Fabric based virtualization comes in several flavors. It can be implemented, out-band within an intelligent switching platform using switching blades. It can also be implemented in-band using an external Appliance or out of-band using an Appliance. In-band is used as a means to denote the position of the virtualization engine relative to the data flow. In-band appliances tend to split the fabric in two providing a Host view on one side of the Fabric and a storage view on the other side. To the storage arrays, the Appliance appears as an Initiator (Host) establishing sessions and directing traffic between the hosts and the disk array. In-Band virtualization appliances send information in the form of metadata with regards to the location of the data using the same path as the one used to transport the data. This is referred to as a “Shared Path” architecture. The opposite is called “Split Path”. The theory is that separating the paths provides higher performance, however, there is no real world evidence presented to date that validates this point.

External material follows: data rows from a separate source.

PR #2692, opened 2025-01-04
For #2691, stabilize deleteForward by reducing asyncness

### LINKED ISSUE #2691: Paredit garbles when deleteForward is repeated rapidly
When I rapidly repeat deleteForward, a Clojure editor that begins valid-with-respect-to-Paredit can become invalid.

Rapidity is the key, and ordinary keyboard auto-repeat is sufficient. I have not seen the problem when using deleteForward sedately, such as once per second. Furthermore, the problem seems more severe with relatively big documents on relatively feeble computers. The more powerful the computer or the smaller the clj file, the less likely the problem.

To reproduce the problem: Open clojure_core.clj included with VS Code's test data. Go to the beginning of line 1725, defmacro defmulti. Hold down the delete key for a while. Soon, parens will start turning red or double-quotes will be mismatched. For example, at one point I got the following:

```
({'(
  :added "1.0"}
```
where evidently a closing paren is missing; the final closing brace is highlighted red.

The behavior is non-deterministic.

pbwolf:
This is a small addition to the backspace PR, doing the same for deleteForward.

## What has changed?

- The deleteBackward PR is included in this PR
- deleteForward is registered with registerTextEditorCommand and does not await anything
- deleteForward skips reformatting
- 'async' and 'await' are removed from tests of deleteForward
- EditableDocument.delete, a disused subroutine of deleteForward, is removed

The reason to skipFormat is: formatting moves the selection past commas, which in combination with deleteForward makes commas resist deletion! This interplay is newly exposed by the non-async deleteForward. The (prior) async deleteForward async'ly moved the selection, which "undid" formatting's selection if the timing worked out right.

Fixes #2691 and #2611

## My Calva PR Checklist

I have:

- [x] N/A ~Added to or updated docs in this branch, if appropriate~
- [x] Tests

### DIFF
--- a/CHANGELOG.md
+++ b/CHANGELOG.md
@@ -4,6 +4,8 @@ Changes to Calva.
 
 ## [Unreleased]
 
+- Fix: [Paredit garbles while backspacing rapidly](https://github.com/BetterThanTomorrow/calva/issues/2611)
+
 ## [2.0.482] - 2024-12-03
 
 - Fix: [Added 'replace-refer-all-with-alias' & 'replace-refer-all-with-refer' actions to calva.](https://github.com/BetterThanTomorrow/calva/issues/2667) 
--- a/CHANGELOG.md
+++ b/CHANGELOG.md
@@ -5,6 +5,7 @@ Changes to Calva.
 ## [Unreleased]
 
 - Fix: [Paredit garbles while backspacing rapidly](https://github.com/BetterThanTomorrow/calva/issues/2611)
+- Fix: [Paredit garbles when deleteForward is repeated rapidly](https://github.com/BetterThanTomorrow/calva/issues/2691)
 
 ## [2.0.482] - 2024-12-03
 
--- a/src/calva-fmt/src/format.ts
+++ b/src/calva-fmt/src/format.ts
@@ -49,10 +49,10 @@ export async function indentPosition(position: vscode.Position, document: vscode
   }
 }
 
-export async function formatRangeEdits(
+export function formatRangeEdits(
   document: vscode.TextDocument,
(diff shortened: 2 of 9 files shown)


PEZ:
Thanks so much for contributing this work, @pbwolf! And thanks for researching throughly and detailing the rationale for the changes. It all makes sense, I think. The only thing I wonder about is why we call it **Now** and **non-async**, instead of just **sync**, as is the pattern in JS land. But we can change that later.

It looks ready to merge, but the PRs are both marked **Draft**. Is there something you still want to change, @pbwolf?

pbwolf:
I restored the reformat-as-you-type in deleteForward for symmetry with deleteBackward: upon removing an empty list, it reformats. This can cause a strange cursor move, but I am not sure whether the answer is for deleteForward not to reformat or for reformatting not to move the cursor. There is a logic branch in the reformatting devoted specifically to moving the cursor if reformatting did not change the document. For example: `|(),,,()`, del, del, and suddenly the cursor scoots over the commas: `,,,|()`

skylize:
~~Maybe I'm alone here? I think this should be viewed as a workaround, rather than a fix. We should hope at some point someone might be able to come back later and make things work both in-order and  async.

Please don't let that come across as any sort of disagreement with going through on the patch. A successful workaround is still successful.~~

Thanks for the work.

Edit:

> A pattern is established for non-async command handlers that run faster and expose themselves less to the risk of race conditions. This will be helpful for commands that might be issued rapidly, such as backspace

I might take that back? Seems I was talking without enough knowledge on the topic, so can't say for sure. In whatever, case thanks again for the hard work.

PR #2709, opened 2025-01-25
2708 cursor context ns

### LINKED ISSUE #2708: cursor-context calva:ns is less accurate than the *ns* used by calva.evaluateSelection
Cursor context `calva:ns`, for key/command bindings, is described as "A string with the current namespace" at https://calva.io/when-clauses/. 

In fact, `calva:ns` is the _last_ outermost-level `(ns...)` or `(in-ns...)` form in the document, regardless of `#_`; and "user" if the document does not contain a top-level `ns` or `in-ns`. 

This is unexpected because it is neither 
- "current namespace", the namespace of the current document: 999% of .clj files have one `ns`, at the top, by classloader convention; nor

An out-of-band Appliance implementation separates the data path (thru the switch) from the control path (thru the appliance) and requires agents on each host that will maintain the mappings generated by the appliance. While the data path to the disk is shorter in this scheme, the installation and maintenance of host agents does place a burden on the administrator in terms of maintenance, management and OS concurrency.

Switch Based

Switch based virtualization requires the deployment of intelligent blades or line cards, that occupy slots in FC director class switches. One advantage they have is that these blades are tightly integrated with the switch port blades. On the other hand they do occupy director slots. These blades run virtualization SW primarily on Linux or Windows Operating systems. The performance of this solution is strictly dependent upon the performance of the blade since in reality the blade is nothing more than a server. However, there are blade implementations that utilize specialized ASICs to cope with any performance issues.

Conclusion

The current confusion in the market is partially created by the many implementation strategies as well as by “clear-as-mud” white papers and marketing materials regarding the various implementation methods. Regardless which method you choose to implement, testing it in your labs is the only way to find out if the solution’s worth the price.